As companies in the U.S. work to comply with laws such as the Foreign Corrupt Practices Act (FCPA), they often conduct internal investigations that rely, in part, on collecting information from employees, such as documents and emails. It’s all perfectly legal in the U.S., but it can quickly lead to potential conflict when in-house lawyers also have to navigate European Union regulations on data protection—laws that guard employee privacy, even for information stored on company computers and servers.

Now imagine a scenario in which that information is even harder to obtain. Such appears to be the case under the E.U.’s new data-protection proposal.

“Currently, one of the ways that in-house counsel manage this potential conflict of laws is obtaining genuinely voluntary employee consent,” says Jim Halpert, a partner in DLA Piper’s communications, e-commerce, and privacy practice in Washington, D.C. “The proposed [E.U.] regulation would declare employee consent—even if freely given—to be per se invalid.”

What that means, Halpert adds, is that the proposal “eliminates the most convenient way of gathering evidence for U.S. legal compliance purposes.”

At the same time, the proposal does not include an exception for the collection of data in order to comply with a non-E.U. member requirement.

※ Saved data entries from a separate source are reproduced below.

PR #190, opened 2016-06-08
Add a way to get a better description of blas errors.

abergeron:


src/gpuarray_blas_cuda_cublas.c
```diff
@@ -275,6 +278,39 @@ static void teardown(gpucontext *c) {
...
+    case CUBLAS_STATUS_EXECUTION_FAILED:
+      return "(cublas) Execution failed.";
+    case CUBLAS_STATUS_INTERNAL_ERROR:
+      return "(cublas) Internal error.";
+    case CUBLAS_STATUS_NOT_SUPPORTED:
+      return "(cublas) Unsupported functionality.";
+    case CUBLAS_STATUS_LICENSE_ERROR:
+      return "(cublas) License error.";
+    default:
+      return "(cublas) Unknown error.";
```
nouiz: Can you add the error code in the string?

src/gpuarray_blas_opencl_clblas.c
```diff
@@ -56,6 +56,10 @@ static void teardown(gpucontext *ctx) {
     clblasTeardown();
 }
 
+static const char *error(gpucontext *ctx) {
+  return "(clblas) error in blas call, no details for now.";
```
nouiz: I think this is a bad sentence. Even if there is no error, we tell there is an error. What about:

(clblas) We didn't implement the detailed error message. Maybe there is an error, maybe there isn't.

abergeron: This shouldn't be called when there are no errors.  I don't want to be too vague at this point and this is just to have something there.

I can spend another half-hour to get something about equivalent to the cublas thing.

src/gpuarray_blas_cuda_cublas.c
abergeron: No, since these are static strings.  I can't have anything variable.

nouiz: I don't understand, why can't you build a string and return the string you build? Is this because you fear you can't allocate memory on the CPU for the error string?

abergeron: Yes exactly, I can't allocate memory otherwise it would leak.

nouiz:
It seem good to me, but as the user had problem in the error message, I'll wait to merge this PR that he get a useful error message.

tsirif:
Is this a good idea about this? 
Read these [comments](https://github.com/tsirif/libgpuarray/blob/feature/nccl/src/gpuarray/buffer_collectives.h#L64) 
And this [impl](https://github.com/tsirif/libgpuarray/blob/feature/nccl/src/gpuarray_buffer_collectives.c#L19)

tsirif:
In addition with the error switch function :)

cmyr:
@nouiz I've run this branch and updated the original issue. No need to merge for that.

nouiz:
I saw the other comment. thanks. But the error message is strange and don't
help. I think there is a problem with the error message.

Can you share the code to reproduce it?

cmyr:
"sort of".

As I mentioned in the original issue, I'm working on a keras wrapper for theano's multigpu functionality, and the user-facing code that produces this error is a few keras functions.

the keras code produces a theano function. I can use d3viz to produce a graph of that; is there anything else I can do that would be useful?

abergeron:
@tsirif I would invert the switch and make gpucontext_error dispatch to gpucomm_error instead.

@cmyr I just realised that I didn't make any of the blas call actually save their errors in the new spot, I'll update this PR with that.

cmyr:
@abergeron ping me when the PR is updated and I'll get you an error message asap!

abergeron:
@cmyr I just updated the PR.

cmyr:
@abergeron updated but the error doesn't seem any different: https://github.com/Theano/Theano/issues/4597#issuecomment-225240049

I'm going for lunch will see if i made any obvious mistakes when I get back cheers

abergeron:
Yes, it changed, we now see "Execution failed" as the cublas error.

tsirif:
@abergeron Ok I will do this otherwise. But in that case there's no need to expose a `gpucomm_error`, because all errors will be handled from `gpucontext_error`. I will keep `comm_get_error` in the ops though.

cmyr:
@abergeron If it's at all useful: I'm actually in montreal, and (assuming you are) I'd be happy to meet up somewhere and look at this together?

Essentially, says Halpert, companies would have to seek special permission from a member state, and there is no guarantee such a request would be approved.

The E.U. proposal is still years away from becoming law, and could still be clarified along the legislative approval path, says Halpert. But the way the proposal is currently written does raise the specter of “uncertainty in a critical situation,” he says.

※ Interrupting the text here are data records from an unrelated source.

PR #191, opened 2016-06-08
Add convert_f16 param to pygpu GpuElemwise.

abergeron:


nouiz:
Ideally, there should be minimal test of that here.

nouiz:
Ok to merge with some minimal tests.

abergeron:
Now with more test™.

Potential conflicts between compliance with U.S. law and with the E.U. data protection directive exist in the context of just about any investigation that requires the collection of data, says Sharie Brown, also a partner at DLA Piper, and co-chair of the firm’s FCPA, anti-corruption, and corporate compliance practice group. Those investigations are often related to potential violations of the FCPA, as well as possible financial fraud, procurement fraud, money laundering, and export control violations.

In the U.S., companies have much more latitude to investigate employee computers and documents. By contrast, in the E.U., “their laws are more restrictive, and they value the privacy of their employees”—even when employee information is stored on a company’s own network or devices.

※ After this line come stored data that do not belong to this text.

PR #192, opened 2016-06-08
Add a shortcut to cuda_waits() in case we are on the same stream.

abergeron:
This helps lower the overhead of cuda_wait() for the single-stream case.

### DIFF
--- a/pygpu/gpuarray.pyx
+++ b/pygpu/gpuarray.pyx
@@ -498,9 +498,9 @@ cdef GpuContext pygpu_init(dev, int flags):
         raise ValueError, "Unknown device format:" + dev
     return GpuContext(kind, devnum, flags)
 
-def init(dev, sched='default', disable_alloc_cache=False):
+def init(dev, sched='default', disable_alloc_cache=False, single_stream=False):
     """
-    init(dev, opt='default', disable_alloc_cache=False)
+    init(dev, opt='default', disable_alloc_cache=False, single_stream=False)
 
     Creates a context from a device specifier.
 
@@ -510,6 +510,8 @@ def init(dev, sched='default', disable_alloc_cache=False):
     :type sched: {'default', 'single', 'multi'}
     :param disable_alloc_cache: disable allocation cache (if any)
     :type disable_alloc_cache: bool
+    :param single_stream: enable single stream mode
+    :type single_stream: bool
     :rtype: GpuContext
 
     Device specifiers are composed of the type string and the device
@@ -535,8 +537,8 @@ def init(dev, sched='default', disable_alloc_cache=False):
     expected_version = -9997
     if gpuarray_api_major != expected_version or gpuarray_api_minor < 0:
         raise RuntimeError(
-            "Pygpu was expecting libgpuarray version %d, but %d is available "
-            " Recompile it to avoid problems.",
+            "Pygpu was expecting libgpuarray version %d, but %d is available. "
+            "Recompile it to avoid problems.",
             expected_version, gpuarray_api_major)
     if sched == 'single':
         flags |= GA_CTX_SINGLE_THREAD
@@ -546,6 +548,8 @@ def init(dev, sched='default', disable_alloc_cache=False):
         raise TypeError('unexpected value for parameter sched: %s' % (sched,))
     if disable_alloc_cache:
         flags |= GA_CTX_DISABLE_ALLOCATION_CACHE
+    if single_stream:
+        flags |= GA_CTX_SINGLE_STREAM
     return pygpu_init(dev, flags)
 
 def zeros(shape, dtype=GA_DOUBLE, order='C', GpuContext context=None,
--- a/pygpu/gpuarray.pyx
+++ b/pygpu/gpuarray.pyx
@@ -500,7 +500,7 @@ cdef GpuContext pygpu_init(dev, int flags):
 
 def init(dev, sched='default', disable_alloc_cache=False, single_stream=False):
     """
-    init(dev, opt='default', disable_alloc_cache=False, single_stream=False)
+    init(dev, sched='default', disable_alloc_cache=False, single_stream=False)
 
     Creates a context from a device specifier.
 
--- a/pygpu/gpuarray.pyx
+++ b/pygpu/gpuarray.pyx
@@ -37,13 +37,13 @@ def cl_wrap_ctx(size_t ptr):
     Wrap an existing OpenCL context (the cl_context struct) into a
     GpuContext class.
     """
-    cdef gpucontext *(*cl_make_ctx)(void *)
+    cdef gpucontext *(*cl_make_ctx)(void *, int)
     cdef GpuContext res
-    cl_make_ctx = <gpucontext *(*)(void *)>gpuarray_get_extension("cl_make_ctx")
+    cl_make_ctx = <gpucontext *(*)(void *, int)>gpuarray_get_extension("cl_make_ctx")
     if cl_make_ctx == NULL:
         raise RuntimeError, "cl_make_ctx extension is absent"
     res = GpuContext.__new__(GpuContext)
-    res.ctx = cl_make_ctx(<void *>ptr)
+    res.ctx = cl_make_ctx(<void *>ptr, 0)
     if res.ctx == NULL:
         raise RuntimeError, "cl_make_ctx call failed"
     return res
--- a/src/gpuarray/buffer.h
+++ b/src/gpuarray/buffer.h
@@ -90,7 +90,7 @@ GPUARRAY_PUBLIC gpucontext *gpucontext_init(const char *name, int dev,
 #define GA_CTX_SINGLE_THREAD 0x02
 
 /**
- * Perform all operations in the order they appear.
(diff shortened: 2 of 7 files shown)


src/private_cuda.h
```diff
@@ -88,6 +88,7 @@ struct _gpudata {
      struct _partial_gpudata */
   CUevent rev;
   CUevent wev;
+  CUstream ls; /* last stream used */
```
nouiz: is this the last stream to read, write or both?

src/gpuarray_buffer_cuda.c
```diff
@@ -637,6 +643,7 @@ static int cuda_records(gpudata *a, int flags, CUstream s) {
   if (flags & CUDA_WAIT_WRITE)
     a->ctx->err = cuEventRecord(a->wev, s);
   cuda_exit(a->ctx);
+  a->ls = s;
```
nouiz: this is changed even if no flags was set. Should we return an error if no flag is set?

I'm not sure the shortcut logic is always valid. Is it fine to record more events then wait? I think so, but I'm not 100% sure.

I'm not sure the logic is good. I'll try to call you later this afternoon to discuss this.

nouiz:
Did you measure any speed difference? Should we also not record even when there is only 1 context?
We could just disable most of event if there is only 1 context. But this won't speed up multi-gpu.
Why we don't need to ls? one for read and one for write?

I think it is a good time to write how this work to have that documented. I always forget enough of the detail to slow down the review everytime we change this.

src/private_cuda.h
abergeron: This the last stream used to do anything.

src/gpuarray_buffer_cuda.c
abergeron: Normally wait/record calls should go in pairs, so the logic would be fine.  Of course if that is not respected, then there could be problems with the shortcut logic.

It's true that if there are no flags set, then we should probably not record the stream.

nouiz: I agree that we should call cuda_wait/cuda_record in pair. But what about the cuStreamWaitEvent and cuEventRecord. The current shortcut logic break those pair. I think it is fine, but I would like a confirmation.

abergeron: Yes that is fine, these don't need to go in pairs.

nouiz:
Can you give the timing information that you have? What is the timing with the old back-end, with the current master and with this PR with multi-stream and without-multi-stream.

src/gpuarray_buffer_cuda.c
```diff
@@ -71,9 +71,13 @@ cuda_context *cuda_make_ctx(CUcontext ctx, int flags) {
   if (err != CUDA_SUCCESS) {
     goto fail_stream;
   }
-  err = cuStreamCreate(&res->mem_s, CU_STREAM_NON_BLOCKING);
-  if (err != CUDA_SUCCESS) {
-    goto fail_mem_stream;
+  if (ISSET(res->flags, GA_CTX_SINGLE_STREAM)) {
+    res->mem_s = res->s;
+  } else {
+    err = cuStreamCreate(&res->mem_s, 0);
```
nouiz: You removed the NON_BLOCKING flag. Is that wanted? I don't understand why this should change.

src/gpuarray_buffer_opencl.c
```diff
@@ -90,9 +90,10 @@ cl_ctx *cl_make_ctx(cl_context ctx) {
   res->refcnt = 1;
   res->exts = NULL;
   res->blas_handle = NULL;
-  res->q = clCreateCommandQueue(ctx, id,
-				qprop&CL_QUEUE_OUT_OF_ORDER_EXEC_MODE_ENABLE,
-				&err);
+  res->q = clCreateCommandQueue(
```
nouiz: here you don't set "res->flags = flags;" as in cuda.

src/gpuarray/buffer.h
```diff
@@ -90,6 +90,19 @@ GPUARRAY_PUBLIC gpucontext *gpucontext_init(const char *name, int dev,
...
+ *
+ * This will remove any attempt at exploiting parallelism in the
+ * underlying device by performing unrelated operations concurrently
+ * and/or out of order.
+ *
+ * This can help performance by removing the small cost paid for each
+ * operation to keep everything coherent in the face of parallelism.
+ * It can also hinder performance by doing everything one after the other.
+ */
+#define GA_CTX_SINGLE_STREAM 0x4
```
nouiz: I'm not sure if this work with multiple context for CUDA and OpenCL. Can you confirm this and add this in the documentation.

This will also request a way to configure this in Theano.

pygpu/gpuarray.pyx
```diff
@@ -498,9 +498,9 @@ cdef GpuContext pygpu_init(dev, int flags):
         raise ValueError, "Unknown device format:" + dev
     return GpuContext(kind, devnum, flags)
 
-def init(dev, sched='default', disable_alloc_cache=False):
+def init(dev, sched='default', disable_alloc_cache=False, single_stream=False):
     """
-    init(dev, opt='default', disable_alloc_cache=False)
+    init(dev, opt='default', disable_alloc_cache=False, single_stream=False)
```
nouiz: Change opt for sched.

pygpu/gpuarray.pyx
```diff
@@ -510,6 +510,8 @@ def init(dev, sched='default', disable_alloc_cache=False):
     :type sched: {'default', 'single', 'multi'}
     :param disable_alloc_cache: disable allocation cache (if any)
     :type disable_alloc_cache: bool
+    :param single_stream: enable single stream mode
```
nouiz: I didn't understood at first the docstring for sched. Can you tell a little bit more about it? From the flag it cause later, I think it is for single vs multi threads. You could link to nvidia doc if it help.

src/gpuarray_buffer_cuda.c
abergeron: Yes, this will lead to less problems for interacting with libraries that use the NULL stream since all the internal streams will synchronize with it implicitly.

src/gpuarray_buffer_opencl.c
abergeron: There is no flags field on for the opencl context.

src/gpuarray/buffer.h
abergeron: Yes, there is no problem with multiple contexts.

There is no way to prevent multiple contexts from working in the whole library and I will never add something that could.  So I don't why there should be a note on every single function and flag documenting that fact.

Yes, we might want to add an option to Theano, but this was mainly test code to see how much of an effect it would have.  Since it did have a major impact, I decided to keep it in.

pygpu/gpuarray.pyx
abergeron: What?  I don't get what you want.

abergeron: Oh, I got it. The name in the prototype is wrong.

pygpu/gpuarray.pyx
abergeron: Yes that is exactly it.  The flags determines the synchronization mechanism to use. One of them is heavy on the CPU, but fast.  The other will yield, but introduces additional delays when synchronizing.

src/gpuarray_buffer_cuda.c
nouiz: Can you add a comment about that? This is the thing that woudl prbably be forgotten when you write the doc about this.

src/gpuarray_buffer_opencl.c
nouiz: ok. I don't want to spend time on this, but I find that strange. If this is something that should be added, make an issue for this. Otherwise, I'll be surprised again when I see this next time:)

src/gpuarray/buffer.h
nouiz: Can you at least tell that this is one stream per context? Like in the first line:

 * Use only 1 steram per context, so this force to perform all operations in the order they appear for one context.

abergeron: I've updated the doc.

src/gpuarray_buffer_cuda.c
abergeron: I've added a comment.

src/gpuarray_buffer_opencl.c
abergeron: I don't need to keep the flags around for anything in the OpenCL backend.  If there is ever a need for that, then I'll add the field and fill it.

nouiz:
Before merging this PR, I would like the PR on Theano to be done and the profiling result. Is there still slowdown in the bench-mark with the new back-end?

abergeron:
In single-stream mode no.  There is a speedup actually.  But a profiling run shows that GpuCAReduce, GpuAdvancedSubtensor1 and GpuAdvancedSubtensor1_dev20 still have some slowdown and the amount of GpuElemwise node is not the same (which does lead to GpuElemwise taking more total time on the new backend).

I don't think we should wait on a PR to Theano simply because this does not introduce any backwards incompatibilities.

Those restrictions can prove “very frustrating” for a company that is trying to conduct a comprehensive internal investigation—one that fulfills its fiduciary duty and meets the demands of U.S. regulators and law enforcement authorities, says Brown.

Americans and Europeans simply don’t see eye to eye in a few different ways. For one thing, says Steptoe & Johnson partner Stewart Baker, “there is a constant inclination on the part of [European] data protection authorities to believe that the U.S. government is a source of bad things in the world—particularly on privacy.”

“They’re always willing to believe the worst,” he adds.

Second, a number of European countries view internal investigations differently from the U.S. They don’t all necessarily believe in “leaving no stone unturned in the search for evidence,” says Baker, former assistant secretary for policy at the U.S. Department of Homeland Security.

But across the pond, the U.S. government expects companies to investigate themselves extensively and “to be tough on employees,” says Baker. In turn, U.S. general counsel “have a pretty strong view of what it takes to do a thorough investigation,” he says. “You need to be able to persuade the U.S. government that you did everything necessary to get to the bottom of a problem.”

At present, conducting a thorough investigation that also complies with E.U. law can be more challenging—but it is doable, says Brown. Consulting with local counsel who are experts in a given country’s privacy laws is key, she says. Doing so allows companies both to avoid violating local laws, and to get through the technical hoops required in order to access employee information.

That process may take longer than it would in the U.S., says Brown, but “as a practical matter, I have not had a situation where an employee simply refused to make their laptop available, or participate in interviews” related to a company investigation.

While the future of the E.U.’s data-privacy rules is unclear, one thing is in sharp focus: counsel at multinational companies already have to clear compliance hurdles—sometimes conflicting ones—and there may be more on the horizon.